- _Assigned task_: Below are the records; count how many of their lines contain the word "uninstall" and give that number only.
*** Opening Exercise data ***
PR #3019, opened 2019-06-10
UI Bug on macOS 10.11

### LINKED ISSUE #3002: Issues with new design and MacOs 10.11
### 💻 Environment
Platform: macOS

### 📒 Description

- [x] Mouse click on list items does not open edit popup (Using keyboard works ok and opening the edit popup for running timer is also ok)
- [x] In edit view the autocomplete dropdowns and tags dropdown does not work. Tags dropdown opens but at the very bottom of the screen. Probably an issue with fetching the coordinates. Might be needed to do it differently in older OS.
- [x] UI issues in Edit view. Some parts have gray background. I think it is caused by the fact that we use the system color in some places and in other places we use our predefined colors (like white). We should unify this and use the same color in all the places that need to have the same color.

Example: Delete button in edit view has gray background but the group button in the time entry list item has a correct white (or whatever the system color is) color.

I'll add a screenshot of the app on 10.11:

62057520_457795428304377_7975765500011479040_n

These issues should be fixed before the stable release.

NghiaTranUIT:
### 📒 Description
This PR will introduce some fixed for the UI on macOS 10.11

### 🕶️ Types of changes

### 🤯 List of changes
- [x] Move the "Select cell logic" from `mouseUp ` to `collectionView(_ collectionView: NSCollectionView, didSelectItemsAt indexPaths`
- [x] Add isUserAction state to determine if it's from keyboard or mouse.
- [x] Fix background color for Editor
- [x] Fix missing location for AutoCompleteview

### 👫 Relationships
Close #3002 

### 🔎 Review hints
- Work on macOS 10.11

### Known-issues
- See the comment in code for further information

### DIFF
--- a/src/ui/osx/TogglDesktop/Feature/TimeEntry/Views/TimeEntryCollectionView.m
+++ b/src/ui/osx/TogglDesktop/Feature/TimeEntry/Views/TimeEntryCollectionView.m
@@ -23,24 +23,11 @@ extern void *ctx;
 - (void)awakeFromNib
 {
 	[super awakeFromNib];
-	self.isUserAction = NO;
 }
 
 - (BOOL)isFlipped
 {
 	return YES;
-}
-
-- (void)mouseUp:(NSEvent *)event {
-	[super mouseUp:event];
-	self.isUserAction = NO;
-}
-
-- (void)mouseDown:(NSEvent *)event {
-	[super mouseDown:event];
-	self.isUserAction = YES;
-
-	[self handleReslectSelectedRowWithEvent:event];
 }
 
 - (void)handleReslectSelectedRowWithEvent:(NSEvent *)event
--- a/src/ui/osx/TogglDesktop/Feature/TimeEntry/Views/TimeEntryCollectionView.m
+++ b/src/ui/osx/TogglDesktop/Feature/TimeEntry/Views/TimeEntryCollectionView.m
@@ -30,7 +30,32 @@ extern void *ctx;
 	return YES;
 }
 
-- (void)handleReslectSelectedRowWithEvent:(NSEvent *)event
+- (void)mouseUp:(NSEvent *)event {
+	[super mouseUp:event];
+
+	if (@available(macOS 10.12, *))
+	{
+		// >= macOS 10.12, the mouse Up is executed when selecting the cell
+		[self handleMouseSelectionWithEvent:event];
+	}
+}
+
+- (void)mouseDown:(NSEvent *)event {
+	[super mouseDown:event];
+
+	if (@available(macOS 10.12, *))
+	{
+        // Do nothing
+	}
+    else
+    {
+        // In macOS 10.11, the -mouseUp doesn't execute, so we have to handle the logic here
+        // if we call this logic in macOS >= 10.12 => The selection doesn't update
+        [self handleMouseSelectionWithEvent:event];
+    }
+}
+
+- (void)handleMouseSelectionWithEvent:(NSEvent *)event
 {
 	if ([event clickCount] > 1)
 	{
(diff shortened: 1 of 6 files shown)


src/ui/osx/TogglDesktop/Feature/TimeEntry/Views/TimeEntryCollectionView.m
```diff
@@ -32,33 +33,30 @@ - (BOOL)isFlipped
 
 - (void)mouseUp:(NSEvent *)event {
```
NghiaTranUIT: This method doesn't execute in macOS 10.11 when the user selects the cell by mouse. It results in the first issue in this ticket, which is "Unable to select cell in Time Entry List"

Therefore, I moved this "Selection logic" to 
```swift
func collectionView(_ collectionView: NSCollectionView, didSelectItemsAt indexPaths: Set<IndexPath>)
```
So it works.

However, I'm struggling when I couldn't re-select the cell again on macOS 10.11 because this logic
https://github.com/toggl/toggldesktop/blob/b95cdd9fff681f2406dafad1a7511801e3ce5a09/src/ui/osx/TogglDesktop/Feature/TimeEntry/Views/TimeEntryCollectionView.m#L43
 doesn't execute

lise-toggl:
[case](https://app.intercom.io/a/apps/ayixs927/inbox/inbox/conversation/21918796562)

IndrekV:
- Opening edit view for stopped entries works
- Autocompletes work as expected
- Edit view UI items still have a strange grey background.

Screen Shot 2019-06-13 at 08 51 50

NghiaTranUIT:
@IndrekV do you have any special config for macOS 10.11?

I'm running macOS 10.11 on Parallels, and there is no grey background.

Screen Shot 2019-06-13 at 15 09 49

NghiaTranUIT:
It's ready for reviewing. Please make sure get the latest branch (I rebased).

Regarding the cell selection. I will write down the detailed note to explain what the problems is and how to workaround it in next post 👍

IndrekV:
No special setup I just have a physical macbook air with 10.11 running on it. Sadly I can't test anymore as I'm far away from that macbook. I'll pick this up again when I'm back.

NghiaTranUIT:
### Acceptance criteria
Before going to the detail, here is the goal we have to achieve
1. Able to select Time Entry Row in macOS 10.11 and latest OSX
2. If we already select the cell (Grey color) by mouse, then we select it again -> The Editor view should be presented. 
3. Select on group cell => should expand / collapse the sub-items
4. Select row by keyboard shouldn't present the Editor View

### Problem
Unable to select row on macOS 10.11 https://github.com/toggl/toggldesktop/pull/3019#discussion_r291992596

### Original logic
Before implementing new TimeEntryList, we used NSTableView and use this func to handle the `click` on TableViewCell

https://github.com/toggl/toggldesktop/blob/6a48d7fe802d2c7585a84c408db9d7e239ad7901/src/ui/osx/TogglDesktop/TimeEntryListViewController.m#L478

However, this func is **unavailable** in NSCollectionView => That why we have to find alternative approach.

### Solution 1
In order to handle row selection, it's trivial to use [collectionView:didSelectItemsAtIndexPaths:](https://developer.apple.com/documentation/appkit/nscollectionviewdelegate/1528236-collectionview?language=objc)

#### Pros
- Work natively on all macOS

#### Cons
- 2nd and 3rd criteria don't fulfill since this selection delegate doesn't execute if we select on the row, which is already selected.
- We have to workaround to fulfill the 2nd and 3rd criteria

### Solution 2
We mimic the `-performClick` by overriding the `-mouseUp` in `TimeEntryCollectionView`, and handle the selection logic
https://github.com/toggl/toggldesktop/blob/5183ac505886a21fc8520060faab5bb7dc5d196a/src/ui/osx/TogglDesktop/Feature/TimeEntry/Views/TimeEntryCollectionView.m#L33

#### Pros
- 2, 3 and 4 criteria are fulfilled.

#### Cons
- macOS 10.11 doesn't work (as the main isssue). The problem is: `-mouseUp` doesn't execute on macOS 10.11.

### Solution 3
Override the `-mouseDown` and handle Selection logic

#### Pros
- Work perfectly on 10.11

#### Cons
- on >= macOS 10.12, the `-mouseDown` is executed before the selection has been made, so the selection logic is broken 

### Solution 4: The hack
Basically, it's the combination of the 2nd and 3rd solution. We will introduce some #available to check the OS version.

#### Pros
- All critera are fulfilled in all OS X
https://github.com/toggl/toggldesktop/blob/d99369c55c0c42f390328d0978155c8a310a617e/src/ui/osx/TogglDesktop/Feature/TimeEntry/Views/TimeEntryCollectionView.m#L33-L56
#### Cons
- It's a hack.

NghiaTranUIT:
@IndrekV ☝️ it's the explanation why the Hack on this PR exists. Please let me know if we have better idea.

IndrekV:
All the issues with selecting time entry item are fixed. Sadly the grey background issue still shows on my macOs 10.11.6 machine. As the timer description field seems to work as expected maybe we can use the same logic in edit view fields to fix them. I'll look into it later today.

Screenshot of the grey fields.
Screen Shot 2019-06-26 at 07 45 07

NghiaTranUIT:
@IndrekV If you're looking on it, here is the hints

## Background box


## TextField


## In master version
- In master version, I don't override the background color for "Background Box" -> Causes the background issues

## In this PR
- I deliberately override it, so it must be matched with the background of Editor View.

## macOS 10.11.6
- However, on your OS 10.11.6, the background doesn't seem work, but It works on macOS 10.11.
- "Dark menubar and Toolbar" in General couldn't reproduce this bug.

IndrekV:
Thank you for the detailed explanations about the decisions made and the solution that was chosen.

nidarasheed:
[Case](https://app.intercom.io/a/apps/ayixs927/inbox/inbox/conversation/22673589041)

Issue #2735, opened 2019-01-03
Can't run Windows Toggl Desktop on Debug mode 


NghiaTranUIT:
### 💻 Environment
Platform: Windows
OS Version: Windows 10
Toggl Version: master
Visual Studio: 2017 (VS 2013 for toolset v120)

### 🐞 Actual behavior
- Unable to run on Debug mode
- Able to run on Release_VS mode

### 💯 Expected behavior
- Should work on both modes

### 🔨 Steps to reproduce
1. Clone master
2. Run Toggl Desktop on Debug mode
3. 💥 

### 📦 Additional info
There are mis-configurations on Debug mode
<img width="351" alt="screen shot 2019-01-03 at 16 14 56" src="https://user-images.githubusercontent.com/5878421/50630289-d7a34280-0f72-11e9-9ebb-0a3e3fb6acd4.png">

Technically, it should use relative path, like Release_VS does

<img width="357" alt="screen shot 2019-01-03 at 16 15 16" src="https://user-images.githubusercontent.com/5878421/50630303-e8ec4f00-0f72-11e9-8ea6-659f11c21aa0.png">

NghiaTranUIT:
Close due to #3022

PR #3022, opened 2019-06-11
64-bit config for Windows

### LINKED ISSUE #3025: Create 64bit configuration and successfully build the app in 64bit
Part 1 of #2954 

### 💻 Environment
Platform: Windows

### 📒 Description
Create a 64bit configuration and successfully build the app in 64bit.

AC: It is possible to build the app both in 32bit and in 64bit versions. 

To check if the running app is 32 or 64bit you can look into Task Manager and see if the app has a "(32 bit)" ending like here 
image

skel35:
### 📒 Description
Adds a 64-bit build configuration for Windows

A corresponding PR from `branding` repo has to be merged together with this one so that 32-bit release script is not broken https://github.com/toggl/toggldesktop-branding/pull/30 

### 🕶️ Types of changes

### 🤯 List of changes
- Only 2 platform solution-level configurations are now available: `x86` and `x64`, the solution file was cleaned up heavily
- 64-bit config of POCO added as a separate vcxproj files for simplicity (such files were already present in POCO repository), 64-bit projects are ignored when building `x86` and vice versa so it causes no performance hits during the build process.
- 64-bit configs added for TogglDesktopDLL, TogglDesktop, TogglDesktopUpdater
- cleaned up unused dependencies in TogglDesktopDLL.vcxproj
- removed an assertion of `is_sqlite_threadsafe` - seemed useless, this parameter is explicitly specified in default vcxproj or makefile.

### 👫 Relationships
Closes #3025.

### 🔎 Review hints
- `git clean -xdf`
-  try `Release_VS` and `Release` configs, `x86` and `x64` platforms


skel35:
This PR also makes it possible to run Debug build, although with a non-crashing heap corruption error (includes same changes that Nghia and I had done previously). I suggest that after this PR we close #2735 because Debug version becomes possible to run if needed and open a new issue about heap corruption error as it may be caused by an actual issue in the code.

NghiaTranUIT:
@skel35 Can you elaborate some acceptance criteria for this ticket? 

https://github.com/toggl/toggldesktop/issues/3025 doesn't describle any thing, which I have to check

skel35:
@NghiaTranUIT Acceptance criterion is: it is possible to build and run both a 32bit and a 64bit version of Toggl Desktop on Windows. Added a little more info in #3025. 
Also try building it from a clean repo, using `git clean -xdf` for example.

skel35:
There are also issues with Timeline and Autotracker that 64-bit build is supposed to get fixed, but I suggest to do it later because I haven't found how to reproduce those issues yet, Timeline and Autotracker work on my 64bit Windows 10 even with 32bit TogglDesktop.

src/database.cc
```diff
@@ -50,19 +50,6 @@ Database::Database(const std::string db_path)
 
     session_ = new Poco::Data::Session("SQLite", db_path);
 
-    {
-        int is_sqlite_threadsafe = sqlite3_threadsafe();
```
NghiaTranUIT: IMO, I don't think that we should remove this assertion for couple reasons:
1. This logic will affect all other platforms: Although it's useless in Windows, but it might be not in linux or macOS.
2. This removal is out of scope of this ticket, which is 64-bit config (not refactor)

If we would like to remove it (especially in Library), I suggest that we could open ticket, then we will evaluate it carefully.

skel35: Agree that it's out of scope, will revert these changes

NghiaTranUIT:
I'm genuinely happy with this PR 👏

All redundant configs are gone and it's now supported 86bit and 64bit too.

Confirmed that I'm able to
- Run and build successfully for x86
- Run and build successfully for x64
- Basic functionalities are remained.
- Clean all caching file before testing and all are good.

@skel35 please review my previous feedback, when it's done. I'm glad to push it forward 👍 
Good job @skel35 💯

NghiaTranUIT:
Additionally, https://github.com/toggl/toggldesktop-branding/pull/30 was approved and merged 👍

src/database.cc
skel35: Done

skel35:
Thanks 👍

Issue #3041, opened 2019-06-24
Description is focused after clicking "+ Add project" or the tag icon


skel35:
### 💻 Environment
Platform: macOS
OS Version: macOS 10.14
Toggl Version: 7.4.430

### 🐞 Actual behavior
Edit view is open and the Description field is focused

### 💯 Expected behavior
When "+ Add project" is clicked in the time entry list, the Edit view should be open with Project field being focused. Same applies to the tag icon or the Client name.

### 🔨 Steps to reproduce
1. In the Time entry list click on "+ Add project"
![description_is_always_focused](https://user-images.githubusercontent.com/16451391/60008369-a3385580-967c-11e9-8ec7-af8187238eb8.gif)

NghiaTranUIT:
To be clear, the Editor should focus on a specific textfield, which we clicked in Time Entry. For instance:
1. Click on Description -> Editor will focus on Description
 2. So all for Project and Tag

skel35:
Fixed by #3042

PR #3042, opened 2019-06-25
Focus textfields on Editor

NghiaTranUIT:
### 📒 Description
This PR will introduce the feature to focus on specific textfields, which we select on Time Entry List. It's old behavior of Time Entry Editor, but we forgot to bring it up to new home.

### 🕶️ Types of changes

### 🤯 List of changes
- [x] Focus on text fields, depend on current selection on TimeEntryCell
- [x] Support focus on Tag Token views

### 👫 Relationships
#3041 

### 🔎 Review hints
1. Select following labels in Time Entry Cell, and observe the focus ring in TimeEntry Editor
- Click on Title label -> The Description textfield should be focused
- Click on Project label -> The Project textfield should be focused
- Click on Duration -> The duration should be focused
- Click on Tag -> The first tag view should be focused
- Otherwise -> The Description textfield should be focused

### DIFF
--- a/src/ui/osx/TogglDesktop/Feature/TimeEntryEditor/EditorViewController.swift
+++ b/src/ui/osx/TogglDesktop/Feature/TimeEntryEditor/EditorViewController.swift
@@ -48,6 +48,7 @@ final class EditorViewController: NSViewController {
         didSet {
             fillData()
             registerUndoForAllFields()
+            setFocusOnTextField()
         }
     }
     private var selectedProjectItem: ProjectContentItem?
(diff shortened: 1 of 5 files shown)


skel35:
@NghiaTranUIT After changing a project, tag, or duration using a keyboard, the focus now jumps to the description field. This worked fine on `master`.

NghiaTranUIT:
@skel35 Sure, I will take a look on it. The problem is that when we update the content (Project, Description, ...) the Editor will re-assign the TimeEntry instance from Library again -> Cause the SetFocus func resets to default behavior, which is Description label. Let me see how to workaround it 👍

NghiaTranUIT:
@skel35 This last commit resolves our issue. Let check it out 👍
*** Closing Exercise data ***
*** Opening Exercise data ***
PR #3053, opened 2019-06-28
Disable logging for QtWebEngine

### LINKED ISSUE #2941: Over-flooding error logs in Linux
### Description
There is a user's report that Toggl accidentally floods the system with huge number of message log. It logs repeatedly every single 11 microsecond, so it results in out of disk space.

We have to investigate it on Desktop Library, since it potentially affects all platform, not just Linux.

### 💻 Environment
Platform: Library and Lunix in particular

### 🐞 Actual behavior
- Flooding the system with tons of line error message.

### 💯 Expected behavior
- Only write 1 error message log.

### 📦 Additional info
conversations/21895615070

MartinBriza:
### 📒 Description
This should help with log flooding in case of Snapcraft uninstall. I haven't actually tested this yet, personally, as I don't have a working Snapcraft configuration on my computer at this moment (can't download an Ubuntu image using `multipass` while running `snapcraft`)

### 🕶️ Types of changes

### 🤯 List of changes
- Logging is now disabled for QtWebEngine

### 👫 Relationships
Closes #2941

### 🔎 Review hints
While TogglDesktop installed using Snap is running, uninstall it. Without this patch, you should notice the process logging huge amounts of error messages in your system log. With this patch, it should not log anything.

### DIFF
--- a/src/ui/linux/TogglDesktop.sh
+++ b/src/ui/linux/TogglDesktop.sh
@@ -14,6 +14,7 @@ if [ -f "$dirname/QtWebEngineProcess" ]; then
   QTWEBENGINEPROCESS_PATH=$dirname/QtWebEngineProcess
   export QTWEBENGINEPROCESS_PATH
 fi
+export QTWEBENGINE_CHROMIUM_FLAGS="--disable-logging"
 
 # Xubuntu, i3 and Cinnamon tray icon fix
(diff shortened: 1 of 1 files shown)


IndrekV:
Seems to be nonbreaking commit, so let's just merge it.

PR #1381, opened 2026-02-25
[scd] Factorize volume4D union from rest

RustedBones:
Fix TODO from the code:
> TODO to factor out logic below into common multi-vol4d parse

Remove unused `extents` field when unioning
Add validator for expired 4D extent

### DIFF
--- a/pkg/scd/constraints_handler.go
*** Closing Exercise data ***
*** Opening Exercise data ***
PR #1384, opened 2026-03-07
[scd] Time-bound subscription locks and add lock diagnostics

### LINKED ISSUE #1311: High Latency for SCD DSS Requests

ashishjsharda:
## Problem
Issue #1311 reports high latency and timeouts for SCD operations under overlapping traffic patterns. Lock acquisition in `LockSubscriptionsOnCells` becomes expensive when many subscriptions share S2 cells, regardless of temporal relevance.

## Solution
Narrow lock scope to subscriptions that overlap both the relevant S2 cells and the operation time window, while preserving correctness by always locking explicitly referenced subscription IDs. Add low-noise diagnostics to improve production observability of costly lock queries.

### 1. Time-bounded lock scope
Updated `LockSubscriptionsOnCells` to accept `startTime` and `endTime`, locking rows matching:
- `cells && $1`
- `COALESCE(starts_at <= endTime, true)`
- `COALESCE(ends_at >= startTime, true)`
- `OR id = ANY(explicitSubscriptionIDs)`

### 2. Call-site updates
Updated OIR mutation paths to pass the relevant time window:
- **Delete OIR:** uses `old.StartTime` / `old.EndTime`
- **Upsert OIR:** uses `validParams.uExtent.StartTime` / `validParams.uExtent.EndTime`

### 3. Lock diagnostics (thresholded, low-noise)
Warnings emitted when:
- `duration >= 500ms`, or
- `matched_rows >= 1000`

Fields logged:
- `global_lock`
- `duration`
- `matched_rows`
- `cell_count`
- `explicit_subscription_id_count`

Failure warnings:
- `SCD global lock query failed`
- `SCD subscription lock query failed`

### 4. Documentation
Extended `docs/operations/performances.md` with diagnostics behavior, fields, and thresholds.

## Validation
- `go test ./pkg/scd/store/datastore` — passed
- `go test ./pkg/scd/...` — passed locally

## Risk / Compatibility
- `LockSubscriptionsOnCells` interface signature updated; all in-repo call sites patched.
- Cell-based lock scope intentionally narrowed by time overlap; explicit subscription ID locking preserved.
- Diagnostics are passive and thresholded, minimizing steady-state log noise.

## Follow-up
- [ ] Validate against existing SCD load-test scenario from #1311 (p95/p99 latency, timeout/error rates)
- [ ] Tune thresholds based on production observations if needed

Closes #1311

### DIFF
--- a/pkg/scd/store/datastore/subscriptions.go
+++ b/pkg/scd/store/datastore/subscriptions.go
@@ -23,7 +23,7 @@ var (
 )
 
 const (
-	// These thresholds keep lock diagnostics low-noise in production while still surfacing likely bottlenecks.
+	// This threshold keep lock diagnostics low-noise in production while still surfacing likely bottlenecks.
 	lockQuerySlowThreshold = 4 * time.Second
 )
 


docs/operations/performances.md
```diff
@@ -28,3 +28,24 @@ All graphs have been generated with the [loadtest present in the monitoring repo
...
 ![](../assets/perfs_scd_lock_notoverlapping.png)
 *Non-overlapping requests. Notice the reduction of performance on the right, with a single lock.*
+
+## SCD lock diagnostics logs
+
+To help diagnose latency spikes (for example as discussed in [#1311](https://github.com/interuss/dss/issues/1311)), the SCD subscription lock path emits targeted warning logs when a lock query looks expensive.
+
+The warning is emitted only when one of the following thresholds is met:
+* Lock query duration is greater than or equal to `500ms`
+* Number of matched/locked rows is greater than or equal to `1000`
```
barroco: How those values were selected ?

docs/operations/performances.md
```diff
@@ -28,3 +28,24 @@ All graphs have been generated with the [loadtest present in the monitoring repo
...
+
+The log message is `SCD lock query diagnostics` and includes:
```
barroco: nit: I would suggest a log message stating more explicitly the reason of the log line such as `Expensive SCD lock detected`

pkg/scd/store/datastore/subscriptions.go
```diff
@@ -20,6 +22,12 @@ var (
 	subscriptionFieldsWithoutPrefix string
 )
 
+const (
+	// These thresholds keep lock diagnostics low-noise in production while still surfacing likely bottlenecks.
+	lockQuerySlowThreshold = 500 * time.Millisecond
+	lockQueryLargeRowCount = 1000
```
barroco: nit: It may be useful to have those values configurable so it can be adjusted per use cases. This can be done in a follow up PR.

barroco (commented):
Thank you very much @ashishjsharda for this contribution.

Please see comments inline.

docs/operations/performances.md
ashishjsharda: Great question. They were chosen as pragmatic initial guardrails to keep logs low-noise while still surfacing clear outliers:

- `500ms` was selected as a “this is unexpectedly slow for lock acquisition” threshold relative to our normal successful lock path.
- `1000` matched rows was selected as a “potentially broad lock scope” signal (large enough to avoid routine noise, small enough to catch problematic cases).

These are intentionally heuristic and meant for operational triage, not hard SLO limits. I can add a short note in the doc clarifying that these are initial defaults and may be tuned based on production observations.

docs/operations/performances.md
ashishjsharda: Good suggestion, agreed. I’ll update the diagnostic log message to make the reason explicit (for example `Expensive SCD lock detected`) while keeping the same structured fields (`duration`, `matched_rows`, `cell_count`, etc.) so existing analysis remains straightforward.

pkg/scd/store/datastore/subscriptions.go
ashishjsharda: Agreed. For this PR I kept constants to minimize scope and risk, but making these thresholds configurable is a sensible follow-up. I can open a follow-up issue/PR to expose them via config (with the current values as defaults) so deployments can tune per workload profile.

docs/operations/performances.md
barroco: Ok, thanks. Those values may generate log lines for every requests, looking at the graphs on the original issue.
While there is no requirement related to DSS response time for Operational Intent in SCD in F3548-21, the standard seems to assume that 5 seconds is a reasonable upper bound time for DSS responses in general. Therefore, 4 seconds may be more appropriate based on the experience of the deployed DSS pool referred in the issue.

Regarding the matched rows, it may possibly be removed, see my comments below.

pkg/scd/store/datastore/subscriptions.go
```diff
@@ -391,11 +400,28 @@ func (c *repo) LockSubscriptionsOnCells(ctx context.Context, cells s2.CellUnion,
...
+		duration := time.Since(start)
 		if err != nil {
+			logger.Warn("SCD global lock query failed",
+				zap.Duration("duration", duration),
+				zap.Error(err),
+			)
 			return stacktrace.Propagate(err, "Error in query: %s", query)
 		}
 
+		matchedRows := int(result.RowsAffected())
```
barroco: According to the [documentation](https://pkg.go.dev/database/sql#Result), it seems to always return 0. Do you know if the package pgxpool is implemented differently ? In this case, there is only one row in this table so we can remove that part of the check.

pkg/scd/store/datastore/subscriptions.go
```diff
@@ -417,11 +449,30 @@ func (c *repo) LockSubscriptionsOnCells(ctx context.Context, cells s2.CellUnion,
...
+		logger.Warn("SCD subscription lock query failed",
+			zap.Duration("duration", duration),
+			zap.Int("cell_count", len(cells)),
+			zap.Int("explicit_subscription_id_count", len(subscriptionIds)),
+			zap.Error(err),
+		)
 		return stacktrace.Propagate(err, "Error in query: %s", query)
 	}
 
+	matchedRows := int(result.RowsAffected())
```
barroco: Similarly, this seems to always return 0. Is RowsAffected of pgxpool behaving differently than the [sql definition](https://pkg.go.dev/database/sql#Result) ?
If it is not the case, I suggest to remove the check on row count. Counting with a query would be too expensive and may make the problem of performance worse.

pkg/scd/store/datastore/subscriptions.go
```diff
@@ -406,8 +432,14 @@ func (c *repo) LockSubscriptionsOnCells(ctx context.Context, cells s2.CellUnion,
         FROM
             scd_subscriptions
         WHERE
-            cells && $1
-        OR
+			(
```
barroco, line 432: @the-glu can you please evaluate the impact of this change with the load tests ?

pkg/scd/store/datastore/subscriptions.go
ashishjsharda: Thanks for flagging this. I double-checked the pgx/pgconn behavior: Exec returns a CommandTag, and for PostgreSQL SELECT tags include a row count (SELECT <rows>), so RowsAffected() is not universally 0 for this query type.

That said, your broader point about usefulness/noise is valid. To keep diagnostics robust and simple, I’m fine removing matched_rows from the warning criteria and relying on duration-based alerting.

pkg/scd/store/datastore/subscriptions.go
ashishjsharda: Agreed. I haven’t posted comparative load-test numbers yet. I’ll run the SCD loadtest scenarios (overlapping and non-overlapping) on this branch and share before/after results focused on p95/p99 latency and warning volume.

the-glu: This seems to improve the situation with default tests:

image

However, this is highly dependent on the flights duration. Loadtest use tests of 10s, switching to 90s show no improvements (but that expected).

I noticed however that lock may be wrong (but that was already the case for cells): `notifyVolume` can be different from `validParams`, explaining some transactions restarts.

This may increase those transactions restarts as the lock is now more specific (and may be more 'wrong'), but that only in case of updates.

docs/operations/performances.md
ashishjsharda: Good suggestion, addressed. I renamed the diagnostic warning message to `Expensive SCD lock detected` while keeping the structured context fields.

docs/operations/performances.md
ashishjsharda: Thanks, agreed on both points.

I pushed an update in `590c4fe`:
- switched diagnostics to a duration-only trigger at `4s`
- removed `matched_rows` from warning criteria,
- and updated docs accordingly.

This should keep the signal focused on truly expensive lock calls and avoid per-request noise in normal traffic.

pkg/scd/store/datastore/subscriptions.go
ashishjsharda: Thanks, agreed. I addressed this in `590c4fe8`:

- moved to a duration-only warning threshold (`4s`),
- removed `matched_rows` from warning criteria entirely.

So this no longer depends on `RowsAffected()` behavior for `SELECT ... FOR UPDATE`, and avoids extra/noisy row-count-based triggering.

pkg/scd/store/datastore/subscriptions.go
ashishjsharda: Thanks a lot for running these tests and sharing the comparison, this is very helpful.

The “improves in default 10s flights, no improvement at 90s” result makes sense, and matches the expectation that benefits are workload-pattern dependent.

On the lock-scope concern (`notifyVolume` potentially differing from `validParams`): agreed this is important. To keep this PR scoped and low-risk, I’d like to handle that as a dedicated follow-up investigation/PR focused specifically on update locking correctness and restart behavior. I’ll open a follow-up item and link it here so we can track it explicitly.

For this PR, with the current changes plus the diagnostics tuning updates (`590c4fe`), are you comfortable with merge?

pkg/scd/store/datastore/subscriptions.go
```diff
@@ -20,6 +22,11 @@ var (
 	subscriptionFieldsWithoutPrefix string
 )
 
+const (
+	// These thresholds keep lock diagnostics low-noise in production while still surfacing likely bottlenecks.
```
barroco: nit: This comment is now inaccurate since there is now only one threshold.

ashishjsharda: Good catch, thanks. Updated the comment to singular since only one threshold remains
*** Closing Exercise data ***
- _Your response_: 2